I have been on both sides of this issue.
Some background: Exh is DS#1 father. I was his 2nd marriage, he was my 1st. He had 2 children from a previous marriage. He was horrible about paying his support unless it was garnished or I paid it.
We got divorced, I remarried. He has never paid me any
CS. Not a dime. I filed once, he threatened me, I withdrew. I may change my mind at some point, but the minimal amt of support he would be ordered to pay to DS may not be worth the fight. My DH supports DS#1, and DS#1 paternal grandparents have remained a significant part of his life, and have bought him clothes, food, and have taken him traveling.
I just had my 2nd DS.
My exh girlfriend has just had a baby as well, so this is child #4 for exh.
So, just for fun, let's pretend exh was paying CS to both of his ex-wive's. (Ex wife #1 and me.) Let's say his total CS obligation was $100/month. So, if the court decided all of his children are "equal", then 1st wife is getting $67 and I'm getting $33. (I'm just picking easy numbers, because I'm lazy. I know this isn't realistic. Hell, I'd fall over from shock if exh gave me $33! lol) Now, if he went back to court and said, "Look, I have another baby I need to support," and they decided he could still only afford $100, the court may say, "Ok, $50 to wife #1, and $25 to wife #2, and the other $25 to help support your new ds." If that happened, I would totally be ok with that because I believe that none of his children with three different women are more important than any of his other children.
There are many factors that affect my opinion, such as I know exh makes almost no $ (so it's not like he's living it up on his yacht while I struggle), and new DH and I are doing ok, although it would be great even to have that extra "$33" to go towards DS college savings, or new shoes, or whatever. Also, if I did get support (hahahaha, sorry, can't help it) and it was cut, it wouldn't affect me that bad, whereas I know his 1st ex-wife would really struggle more.
So, what's the point of this story? Just that it's all about the children. If exh had 4 children with 1 woman, and he could only use $100 a month to support them, then I think they should each receive their share. Having the children with different women shouldn't change that. Should he have had that many children he couldn't afford? Probably not, but they are all here, and there is no return policy.

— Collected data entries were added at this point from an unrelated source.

PR #654, opened 2024-01-09
Switch from the deprecated Completions API to the Models API

dkotter:
### Description of the Change

We currently make a request to the [Completions API](https://platform.openai.com/docs/api-reference/completions) when OpenAI settings are saved to verify the credentials are valid. This API is deprecated and was shut down January 4th. This PR switches from using that API to using the [Models API](https://platform.openai.com/docs/api-reference/models) for the same purpose.

### How to test the Change

1. With the current `develop` branch checked out, enter in valid credentials on the OpenAI ChatGPT settings page
2. Save the page and notice a warning shows about a deprecated model
3. Checkout this branch and save the settings again
4. Notice a success message is shown

### Changelog Entry

> Changed - Switch from using the Completions API to the Models API to verify credentials.

### Credits

Props @dkotter, @jeffpaul 

### Checklist:

### DIFF
--- a/includes/Classifai/Providers/OpenAI/OpenAI.php
+++ b/includes/Classifai/Providers/OpenAI/OpenAI.php
@@ -13,11 +13,11 @@ use function Classifai\get_all_post_statuses;
 trait OpenAI {
 
 	/**
-	 * OpenAI completions URL
+	 * OpenAI model URL
 	 *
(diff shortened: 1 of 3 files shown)


iamdharmesh (approved):
Thanks for fixing this @dkotter. LGTM.

PR #677, opened 2024-01-31
Ensure we don't run updates more than once

### LINKED ISSUE #623: Infinite loop when re-scanning image

dkotter:
### Description of the Change

As mentioned in #623, there's a scenario where manually triggering some of the Azure Image Processing Features from the attachment edit screen can result in an infinite loop.

As part of the refactoring done in #611, this was fixed so that we wouldn't ever encounter an infinite loop but we still end up running those update functions twice, which is not ideal.

This PR fixes that by ensuring we remove the hooked action before we update the attachment.

Closes #623 

### How to test the Change

1. Set up the Descriptive Text Generator Feature
2. Set it up to save the result to either Image caption or Image description (Alt text never had an issue)
3. On an image that has already been uploaded, go to the attachment edit screen
4. Check the box in the ClassifAI Image Processing metabox and save the attachment
5. Ensure the descriptive text is saved

### Changelog Entry

> Fixed - Ensure we only run image updates once.

### Credits

Props @dkotter, @Sidsector9, @sksaju 

### Checklist:

### DIFF
--- a/includes/Classifai/Features/DescriptiveTextGenerator.php
+++ b/includes/Classifai/Features/DescriptiveTextGenerator.php
@@ -263,6 +263,8 @@ class DescriptiveTextGenerator extends Feature {
 			$result = $this->run( $attachment_id, 'descriptive_text' );
 
 			if ( $result && ! is_wp_error( $result ) ) {
+				// Ensure we don't re-run this when the attachment is updated.
+				remove_action( 'edit_attachment', [ $this, 'maybe_rescan_image' ] );
 				$this->save( $result, $attachment_id );
 			}
 		}
--- a/includes/Classifai/Features/ImageCropping.php
+++ b/includes/Classifai/Features/ImageCropping.php
@@ -295,10 +295,8 @@ class ImageCropping extends Feature {
 	 * @param int $attachment_id Attachment ID.
 	 */
 	public function maybe_crop_image( int $attachment_id ) {
-		$metadata = wp_get_attachment_metadata( $attachment_id );
-
 		if ( clean_input( 'rescan-smart-crop' ) ) {
-			$result = $this->run( $attachment_id, 'crop', $metadata );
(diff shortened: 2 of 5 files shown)


Sidsector9 (changes requested):
The code looks good but I'm seeing fatal errors for the following:

### Regenerate smart thumbnail

Screenshot 2024-02-01 at 1 13 07 PM


### Rescan for text

Screenshot 2024-02-01 at 1 12 47 PM

dkotter:
> The code looks good but I'm seeing fatal errors for the following:

Hmm.. do you have any specific steps you're taking here? I'm not able to reproduce the problem but in looking at the error message, it seems the image metadata is returning as a `string` instead of an `array` (which we use `wp_get_attachment_metadata` to get that and supposedly it always returns either an `array` or `false`).

I've added an additional check to ensure we don't proceed if the metadata isn't an array but would still be interested to know how you're able to reproduce this.

Sidsector9 (approved):
Thanks for fixing this issue. Tests well 👍

PR #698, opened 2024-02-06
Show deprecation message on the Recommended Content feature

### LINKED ISSUE #672: Deprecate the Recommended Content Feature

The current Recommended Content Feature is supported by Azure as the only Provider. But as of September of last year, [Azure no longer allows you](https://learn.microsoft.com/en-us/azure/ai-services/personalizer/) to create new Personalizer resources. This means anyone new to ClassifAI can't use this Feature at all and I imagine most existing users didn't have this setup prior to that September 2023 date and thus can't use it either.

Discussion was had around if we should just remove this Feature all together or remove it add put it in a separate add-on plugin but we do hope to find a new Provider to power this Feature so for now, we've left it in place, with the goal to add a new Provider and potentially remove Azure at that point.

But because this Feature isn't usable by most, we want to do a soft-deprecation here. What I'm thinking on this is adding a message to this Feature that let's users know they won't be able to use this if they hadn't created a Personalizer resource prior to September 2023. But also let them know that a new Provider will be coming in the future.

### Designs

_No response_

_No response_

### Code of Conduct

dkotter:
### Description of the Change

Currently the only Provider for the Recommended Content Feature is Azure AI Personalizer. Microsoft announced that no Personalizer resources can no longer be created and the full resource is being retired in 2026.

We hope to find a replacement Provider for this Feature so for now, instead of completely removing this Provider and Feature, we're leaving things in place but showing a message, letting users know this Feature won't work unless they had previously created a Personalizer resource.

Closes #672 

Recommended Content deprecation notice

### How to test the Change

Go to the Recommendation Service settings page and see the notice. Go to other settings pages and make sure the message doesn't show

### Changelog Entry

> Deprecated - Show deprecation notice for the Azure AI Personalizer provider, as this will be removed in a coming release

### Credits

Props @dkotter, @jeffpaul 

### Checklist:

### DIFF
--- a/README.md
+++ b/README.md
@@ -44,7 +44,7 @@ Tap into leading cloud-based services like [OpenAI](https://openai.com/), [Micro
 * Moderate incoming comments for sensitive content using [OpenAI's Moderation API](https://platform.openai.com/docs/guides/moderation)
 * Convert text content into audio and output a "read-to-me" feature on the front-end to play this audio using [Microsoft Azure's Text to Speech API](https://learn.microsoft.com/en-us/azure/cognitive-services/speech-service/text-to-speech)
 * Classify post content using [IBM Watson's Natural Language Understanding API](https://www.ibm.com/watson/services/natural-language-understanding/) and [OpenAI's Embedding API](https://platform.openai.com/docs/guides/embeddings)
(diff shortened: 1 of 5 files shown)


jeffpaul (commented):
Perhaps linking on "As of September 23" to https://learn.microsoft.com/en-us/azure/ai-services/personalizer/ and adding a (see issue#392) and linking to https://github.com/10up/classifai/issues/392 at the end of the message will help give folks a bit more context?

iamdharmesh (approved):
LGTM 🚀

This is just how I feel, and I know other people may not agree. I'm also well aware that there are about a million other factors that play into child support numbers, like amount of visitation and the mother's income, but I just wanted to make it simple to get my feelings across.
To the OP: It's great things are amicable. Don't let him use that against you. Your choice to stay home or his choice to remarry is not material to the obligation he has to his child. Just be matter-of-fact and let him know what his obligation should be to his child. It's not a favor. Just talk to him, and don't even bring up you staying home or his new marriage. It's just, "Hey, let's go through these numbers again."
Good luck and I hope it works out for you!